Le comportement nerveux et parfois irrationnel de son héros Leonard
rappelle fréquemment celui du personnage mémorable qu'y
incarnait Adam Sandler (les accès de violence en moins). De même,
les rapports sentimentaux y sont introduits avec une touche d'inconfort
et d'insolite, dans des conditions relativement similaires. Mais au-delà
de ces quelques ressemblances, le film de James Gray compense en intelligence
un faible degré de flamboyance, et se démarque par la
rigueur de son observation et de sa construction. Érigée
autour d'un noyau familial dont la solidité se confirme en non-dit
tout au long du récit, l'intrigue de Two Lovers consiste
en un va-et-vient entre l'extérieur urbain, où l'introverti
Leonard entretient des amours nouvelles et excitantes, et l'appartement
rustique et poussiéreux qui constitue son point d'ancrage confortable.
Impeccablement menée par une succession de scènes courtes
et intenses, cette histoire peu spectaculaire s'avère touchante
dans sa manière de dévoiler peu à peu la personnalité
du héros à travers des situations éloquentes et
des revirements inattendus. Joaquin Phoenix, dans une prestation qu'il
a déclarée finale, incendie l'écran dans ce rôle
énigmatique et trépidant.
On aurait tort de voir en Two Lovers une réitération
du « triangle amoureux » traditionnel.
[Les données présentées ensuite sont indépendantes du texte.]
PR #19133, opened 2026-06-19
Capitalize first word in deletion blocker messages

mmikkel:
### Description

A couple of the strings added for the deletion blocker feature in 5.10 begin with an element type name produced by `lowerDisplayName()` and `pluralLowerDisplayName()`. When the count is 1, the sentence starts with a lowercase word. In English this goes unnoticed because the strings are prefixed with `'The'`, but languages without an article render a sentence starting in lowercase. 

For example, in Norwegian the message renders as:

`artikkel er relatert til 1 annen artikkel.`

Wrapping each formatted message in `StringHelper::upperCaseFirst()` capitalizes the first letter regardless of locale, fixing the casing without affecting the element type names elsewhere in the sentence.

Again, examples in Norwegian:

Before:
CleanShot 2026-06-19 at 23 08 12

After:
CleanShot 2026-06-19 at 23 08 40

_As a side note:_ even with this fix, the Norwegian translation specifically, isn't quite grammatically correct 🫠  The element type names are inserted in their indefinite base form ("artikkel", "relasjon"), but in these sentences Norwegian would use the definite form ("artikkel**en**", "relasjon**en**") — equivalent to the English "The article…" / "The relation…".

I don't think his can be solved in the static translation itself, because the ICU message string only receives the base form of the name and has no way to derive the definite form (the suffix varies by gender and inflection: artikkel → artikkelen, side → siden, produkt → produktet). I'm guessing this problem would have to be addressed in the code, e.g. by passing the definite form as a separate value. I'm unsure how to best approach that, though – but, just thought I'd mention it.

(FWIW, I'm also submitting some proposed changes to the Norwegian translations in Crowdin, that should help improve the above situation a little bit 😃)

### DIFF
--- a/src/elements/deletionblockers/RelationDeletionBlocker.php
+++ b/src/elements/deletionblockers/RelationDeletionBlocker.php
@@ -13,6 +13,7 @@ use craft\elements\ElementCollection;
 use craft\helpers\ArrayHelper;
 use craft\helpers\Cp;
 use craft\helpers\Html;
+use craft\helpers\StringHelper;
 
 /**
  * Class RelationDeletionBlocker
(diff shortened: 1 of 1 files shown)


brandonkelly:
Thanks!

brandonkelly:
Craft 5.10.8 is out with that fix.

PR #19134, opened 2026-06-19
Adds missing "Delete {type}" static translation string to CpAsset

mmikkel:
### Description

Adds missing `'Delete {type}'` and `'Delete {types}'` translation strings to `CpAsset`, which affected the new deletion blocker in 5.10.

Examples in Norwegian:

Before
CleanShot 2026-06-19 at 23 41 22

After
CleanShot 2026-06-19 at 23 41 37


brandonkelly:
Doh, thanks!

brandonkelly:
Craft 5.10.8 is out with that fix.

PR #19145, opened 2026-06-22
Locale name normalization

brandonkelly:
Laravel locales use `_` by convention (`en_US`) whereas Craft uses `-`.

Replaces all calls to `app()->getLocale()` / `app()->setLocale()` with calls to new `CraftCms\Cms\getLocale()` / `CraftCms\Cms\setLocale()` methods, which normalize locale names from/to the Laravel format.


brandonkelly:
Resolved via bc44cf0514446710bda15b1b987bcabdc3777a84

PR #36, opened 2020-05-28
Fix check_basename_prefixes for when a path doesn't have a directory

Morilli:


cdragontoolbox/hashes.py
```diff
@@ -540,8 +540,8 @@ def check_basename_prefixes(self, prefixes=None):
         if prefixes is None:
             prefixes = ['2x_', '2x_sd_', '4x_', '4x_sd_', 'sd_']
         for p in self.known.values():
-            path, basename = p.rsplit('/', 1)
-            values.update(f"{path}/{prefix}{basename}" for prefix in prefixes)
+            path, basename = os.path.split(p)
+            values.update(f"{f'{path}/' if path else ''}{prefix}{basename}" for prefix in prefixes)
```
benoitryder, line 544: To optimize a bit you can factorize the ternary operator (and more importantly, appending the `/`):
```py
path, basename = os.path.split(p)
if path:
    path += '/'
values.update(f"{path}{prefix}{basename}" for prefix in prefixes)
```

Morilli: right, forgot about the empty default

PR #37, opened 2020-06-10
Fix attack range extraction in the TFT data extraction.

trebonius0:
In some cases, starting season 3.5, the attackRange field can be empty in the extracted files


cdragontoolbox/tftdata.py
```diff
@@ -220,7 +220,7 @@ def parse_champs(self, map22, traits, character_folder):
                     "critMultiplier": record.getv("critDamageMultiplier"),
                     "critChance": record.getv("baseCritChance"),
                     "attackSpeed": record.getv("attackSpeed"),
-                    "range": record["attackRange"].value // 180,
+                    "range": record.getv("attackRange", 0) // 180,
```
benoitryder, line 223: Using `getv("attackRange")` (returning `None` if there is no value) would be better as it would be consistent with other fields.

PR #42, opened 2020-10-27
Add support for .metal shader file guessing

Morilli:
Also modified the logic to support .ps_3_0 and .vs_3_0 as well

### DIFF
--- a/cdragontoolbox/hashes.py
+++ b/cdragontoolbox/hashes.py
@@ -722,7 +722,8 @@ class GameHashGuesser(HashGuesser):
     def guess_shader_variants(self):
         """Guess different extension variants for shader files, e.g. ".glsl_100" """
 
-        shader_paths = [path for path in self.known.values() if os.path.splitext(path)[-1] in [f".{variant}s_{n}_0" for variant in "pv" for n in "23"]]
+        shader_extensions = [f".{variant}s_{n}_0" for variant in "pv" for n in "23"]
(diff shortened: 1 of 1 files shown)


stelar7:
im guessing its refering to the shader version, and in that case it prolly goes beyond 3, so a generic check for all versions from 0.0 to 10.10 would be better imo

Morilli:
Hm well the game doesn't use any that are beyond version 3, but the official (i think?) documentation lists up to version 5: https://developer.download.nvidia.com/cg/index_profiles.html
I guess we could bump the number to 5, but I don't really see the point currently as there are zero hits for that, and other parts of the code likely should be adjusted as well in that case.

cdragontoolbox/hashes.py
```diff
@@ -722,15 +722,16 @@ def guess_characters_files(self, chars=None):
     def guess_shader_variants(self):
         """Guess different extension variants for shader files, e.g. ".glsl_100" """
 
-        shader_paths = [path for path in self.known.values() if path.endswith(".ps_2_0") or path.endswith(".vs_2_0")]
-
+        shader_paths = [path for path in self.known.values() if os.path.splitext(path)[-1] in [f".{variant}s_{n}_0" for variant in "pv" for n in "23"]]
```
benoitryder, line 725: You should use a temporary for `[f".{variant}s_{n}_0" for variant in "pv" for n in "23"]`, for readability and to avoid recomputing the list for each path.

Morilli: Good now?

PR #45, opened 2021-03-26
Update hashes

Jochem-W:
I used the following PowerShell script to recursively guess the hashes for each wad.client file:
```powershell
Get-ChildItem -Path 'C:\Riot Games\League of Legends\' -Filter *.wad.client -Recurse | ForEach-Object {
    python.exe -m cdragontoolbox hashes-guess $_.FullName
}
```


benoitryder:
I just updated hashes and pushed them. The update includes all hashes from this PR (among other ones).

PR #50, opened 2021-04-14
Add support for the patch section in PTCH-bin files

Morilli:
yeah well should work i think

credit to moonshadow for format and stuff

### DIFF
--- a/cdragontoolbox/binfile.py
+++ b/cdragontoolbox/binfile.py
@@ -371,7 +371,10 @@ class BinFile:
             self.patch_entries = None
 
     def to_serializable(self):
-        return (({entry.path.to_serializable(): entry.to_serializable() for entry in self.entries},) + (({entry.path.to_serializable(): entry.to_serializable() for entry in self.patch_entries},) if self.patch_entries else ()))
+        serialized = {entry.path.to_serializable(): entry.to_serializable() for entry in self.entries}
+        if self.patch_entries is not None:
+            serialized["__patches"] = {entry.path.to_serializable(): entry.to_serializable() for entry in self.patch_entries}
+        return serialized
 
 
 class BinReader:
--- a/cdragontoolbox/binfile.py
+++ b/cdragontoolbox/binfile.py
@@ -332,14 +332,17 @@ class BinNestedField(BinField):
         return (self.name.to_serializable(), self.value.to_serializable())
 
 
-class BinPtchEntry(BinObjectWithFields):
-    def __init__(self, hpath, fields):
+class BinPtchEntry:
+    def __init__(self, hpath, value):
         self.path = BinEntryPath(hpath)
-        super().__init__(fields)
+        self.value = value
 
     def __repr__(self):
-        sfields = _repr_indent_list(self.fields)
+        sfields = _repr_indent_list(self.value.fields)
         return f"<BinPtchEntry {self.path!r} {sfields}>"
+
+    def to_serializable(self):
+        return self.value.to_serializable()
 
 class BinEntry(BinObjectWithFieldsAndType):
     def __init__(self, hpath, htype, fields):
@@ -426,12 +429,9 @@ class BinReader:
             parts = objectpath.split('.')
             binvalue = self.read_field_basic(compute_binhash(parts[-1]), btype)
             if hpath not in patch_entries:
-                if len(parts) > 1:
-                    patch_entries[hpath] = BinPtchEntry(hpath, [BinNestedField(compute_binhash(parts[0]), BinNested([]))])
-                else:
-                    patch_entries[hpath] = BinPtchEntry(hpath, [])
+                patch_entries[hpath] = BinPtchEntry(hpath, BinNested([]))
 
-            current_nesting = patch_entries[hpath]
+            current_nesting = patch_entries[hpath].value
             for i in range(0, len(parts)-1):
                 if parts[i] not in current_nesting:
                     current_nesting[parts[i]] = BinNestedField(compute_binhash(parts[i]), BinNested([]))
--- a/cdragontoolbox/binfile.py
+++ b/cdragontoolbox/binfile.py
@@ -432,10 +432,10 @@ class BinReader:
                 patch_entries[hpath] = BinPtchEntry(hpath, BinNested([]))
 
             current_nesting = patch_entries[hpath].value
-            for i in range(0, len(parts)-1):
-                if parts[i] not in current_nesting:
-                    current_nesting[parts[i]] = BinNestedField(compute_binhash(parts[i]), BinNested([]))
-                current_nesting = current_nesting.getv(parts[i])
+            for part in parts[:-1]:
+                if part not in current_nesting:
+                    current_nesting[part] = BinNestedField(compute_binhash(part), BinNested([]))
+                current_nesting = current_nesting.getv(part)
 
             current_nesting[parts[-1]] = binvalue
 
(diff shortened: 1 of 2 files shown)


cdragontoolbox/binfile.py
```diff
@@ -361,6 +402,33 @@ def read_binfile_entry(self, htype):
...
+            if hpath not in patch_entries:
+                if len(parts) > 1:
+                    patch_entries[hpath] = BinPtchEntry(hpath, [BinNestedField(compute_binhash(parts[0]), BinNested([]))])
+                else:
+                    patch_entries[hpath] = BinPtchEntry(hpath, [])
+
+            current_nesting = patch_entries[hpath]
+            for i in range(0, len(parts)-1):
+                if parts[i] not in current_nesting:
+                    current_nesting.fields.append(BinNestedField(compute_binhash(parts[i]), BinNested([])))
```
benoitryder, line 425: You could define `__setitem__` on the base class (along with the existing `__getitem__`) for nicer way to set fields.

cdragontoolbox/binfile.py
```diff
@@ -294,6 +294,44 @@ def __repr__(self):
     def to_serializable(self):
         return (self.name.to_serializable(), {_to_serializable(k): _to_serializable(v) for k,v in self.value.items()})
 
+class BinNested(BinObjectWithFields):
+    """Nested binary value"""
+
+    def __init__(self, fields):
+        super().__init__(0, fields)
```
benoitryder, line 301: To avoid this useless/hacky `0` you should define a new base class but without `htype`.
Typically:
- remove `type` from `BinObjectWithFields` and adjust its `to_serializable()` accordingly
- define a new `BinObjectWithFieldsAndType` derived from `BinObjectWithFields` and adding the `type` attribute
- change previous uses of `BinObjectWithFields` to now inherit from `BinObjectWithFieldsAndType`
- remove custom constructor from `BinNested` and `BinNestedField` (not needed anymore)

benoitryder (changes requested):

cdragontoolbox/binfile.py
```diff
@@ -319,10 +357,13 @@ def __init__(self, f, btype_version=None):
         reader = BinReader(f, btype_version=btype_version)
         self.version, self.linked_files, entry_types = reader.read_binfile_header()
         self.entries = [reader.read_binfile_entry(htype) for htype in entry_types]
+        if self.is_patch and self.version >= 3:
```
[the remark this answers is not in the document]
Morilli: Both exists, files that only have patch entries and files that have both patch entries and "normal" entries.

Example for both entry types: `ux/renderui/overrides/default/apheliosui.bin`
example for only ptch entries: `gameplay/voicechat.uitft.bin`
(both are in UI.wad.client)

cdragontoolbox/binfile.py
```diff
@@ -361,6 +402,33 @@ def read_binfile_entry(self, htype):
...
 
+    def read_patch_section(self):
+        """Reads the entire PTCH section"""
+
+        count = self.read_u32()
+        patch_entries = {}
+        for _ in range(count):
+            hpath = self.read_fmt('<2L')[0]
+            btype = self.parse_bintype(self.read_u8())
+            string = self.read_string()
```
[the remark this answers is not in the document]
Morilli: Not sure how to describe it, it's like a nested class name, e.g. `mAtlas.mTextureSourceResolutionHeight`.
Probably something like `objectpath`?

It would also be possible to not interpret a `.` as hierarchy change, but I believe that makes sense, especially seeing as how other structs with the name `mAtlas` for example exist.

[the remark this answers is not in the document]
benoitryder: `objectpath` seems nice. 👍

cdragontoolbox/binfile.py
```diff
@@ -319,10 +357,13 @@ def __init__(self, f, btype_version=None):
...
         self.entries = [reader.read_binfile_entry(htype) for htype in entry_types]
+        if self.is_patch and self.version >= 3:
+            self.patch_entries = reader.read_patch_section()
+        else:
+            self.patch_entries = None
 
     def to_serializable(self):
-        return {entry.path.to_serializable(): entry.to_serializable() for entry in self.entries}
-
+        return (({entry.path.to_serializable(): entry.to_serializable() for entry in self.entries},) + (({entry.path.to_serializable(): entry.to_serializable() for entry in self.patch_entries}) if self.patch_entries else ()))
```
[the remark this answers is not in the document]
Morilli: How about 1db86f27a809ec9a6ada3e35a181328b3ea4ce90?

cdragontoolbox/binfile.py
```diff
@@ -361,6 +414,33 @@ def read_binfile_entry(self, htype):
...
+            hpath = self.read_fmt('<2L')[0]
+            btype = self.parse_bintype(self.read_u8())
+            objectpath = self.read_string()
+            parts = objectpath.split('.')
+            binvalue = self.read_field_basic(compute_binhash(parts[-1]), btype)
+            if hpath not in patch_entries:
+                if len(parts) > 1:
+                    patch_entries[hpath] = BinPtchEntry(hpath, [BinNestedField(compute_binhash(parts[0]), BinNested([]))])
+                else:
+                    patch_entries[hpath] = BinPtchEntry(hpath, [])
```
benoitryder, line 432: The special case of the initialization can be avoided by using a `BinNested` as the top level (directly in the `BinPtchEntry`).
`BinPtchEntry` would be adjusted to simply contain two fields: `hpath` (same as current), and `value` (which would be a `BinNested`).
It should make code cleaner since the whole patch/nesting stuff will be only solely by `BinNested` and its friend `BinNestedField` (no need for special processing in `BinPtchEntry`).
Note that the same could probably be made for `BinEntry`, if it stored a `BinStruct` directly instead of a list of fields; it's outside of the scope of this PR though so don't worry about it.

For patch entries this would look like this.
```py
class BinPtchEntry:
    def __init__(self, hpath, value):
        self.path = BinEntryPath(hpath)
        self.value = value  # BinNested
    ...
    # Note: to_serializable() needs adjustements too


def read_patch_section(self):
    ...

    if hpath not in patch_entries:
        patch_entries[hpath] = BinPtchEntry(hpath, BinNested([]))
    current_nesting = patch_entries[hpath].value

    for part in range(0, len(parts)-1):
        if part not in current_nesting:
            current_nesting[part] = BinNestedField(compute_binhash(part), BinNested([]))
        current_nesting = current_nesting[part]

    current_nesting[parts[-1]] = binvalue
```

benoitryder (changes requested):

cdragontoolbox/binfile.py
Morilli: I don't understand.

cdragontoolbox/binfile.py
```diff
@@ -361,6 +417,30 @@ def read_binfile_entry(self, htype):
...
+            parts = objectpath.split('.')
+            binvalue = self.read_field_basic(compute_binhash(parts[-1]), btype)
+            if hpath not in patch_entries:
+                patch_entries[hpath] = BinPtchEntry(hpath, BinNested([]))
+
+            current_nesting = patch_entries[hpath].value
+            for i in range(0, len(parts)-1):
+                if parts[i] not in current_nesting:
+                    current_nesting[parts[i]] = BinNestedField(compute_binhash(parts[i]), BinNested([]))
+                current_nesting = current_nesting.getv(parts[i])
```
benoitryder, line 438: You can iterate directly on parts using `for part in parts[:-1]:` then using `part` instead of `parts[i]`.
(I included that in my previous snippet but forgot to change the `for`. I Should have explicit that additional change. :( )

Le scénario,
écrit par Gray avec la collaboration de Ric Menello, s'avère
en effet d'une complexité supérieure: l'enjeu du récit
n'est pas exactement celui de la conquête amoureuse, mais bien
du choix plus ou moins libre entre l'avenue risquée de l'amour
impulsif (dont Gwyneth Paltrow, dans le rôle de Michelle, s'avère
l'objet sans jamais forcer la note) et celle, plus raisonnable, du bien-être
familial (que le mariage avec Sandra, incarnée avec chaleur par
Vinessa Shaw, garantirait). En plus d'assurer au film une tension narrative
continue, ce conflit donne surtout une véritable épaisseur
au drame en n'osant jamais trancher sur les mérites comparés
d'un choix sur l'autre. S'ouvrant sur une tentative de suicide, le film
établit en effet d'emblée que pour Leonard, tout échappatoire
au malheur, aussi absurde soit-il, serait le bienvenu. Si bien que l'une
et l'autre des voies se proposant à lui semblent aussi viables,
bien que distinguées en nature par des signes subtils (on souligne
l'emploi remarquable des téléphones cellulaires dans le
développement de l'une d'elles). L'intérêt du film
est donc de voir le protagoniste plonger tête première
dans un jeu sentimental rocambolesque: semblant d'abord vouloir gagner
Michelle par jalousie, Leonard se rétracte en réalisant
la nature problématique d'une telle fréquentation, puis
continue de s'accrocher au phantasme d'une vie nouvelle dans un ailleurs
insouciant. L'éventuelle résolution de cette intrigue,
dans un film de moindre calibre, aurait pu sembler faible et conservatrice
; entre les mains de James Gray, elle résonne de justesse et
de pertinence, tout à fait accordée au profil psychologique
minutieusement composé, ainsi qu'au milieu familial juif dépeint
avec tendresse et authenticité.
Plus d'un homme s'est fait dire qu'il était une « merveilleuse
personne » par la femme qu'il aimait et qui ne l'aimait pas en
retour. James Gray semble tout à fait conscient des implications
de cette réalité psychologique, et propose avec son film
une étude de ce sentiment, ainsi qu'une manière honnête
de le surmonter. Il le transcende également par un éventail
d'émotions chargé, mais remarquablement équilibré
par un point de vue dépourvu de manichéisme. La sobriété
du regard, cependant, est quelque chose de bien relatif chez ce cinéaste:
coloré en tons de brun et de gris fortement contrastés,
cadré soigneusement en format panoramique, son film absorbe dans
sa progression vibrante et exulte un fort sentiment de proximité.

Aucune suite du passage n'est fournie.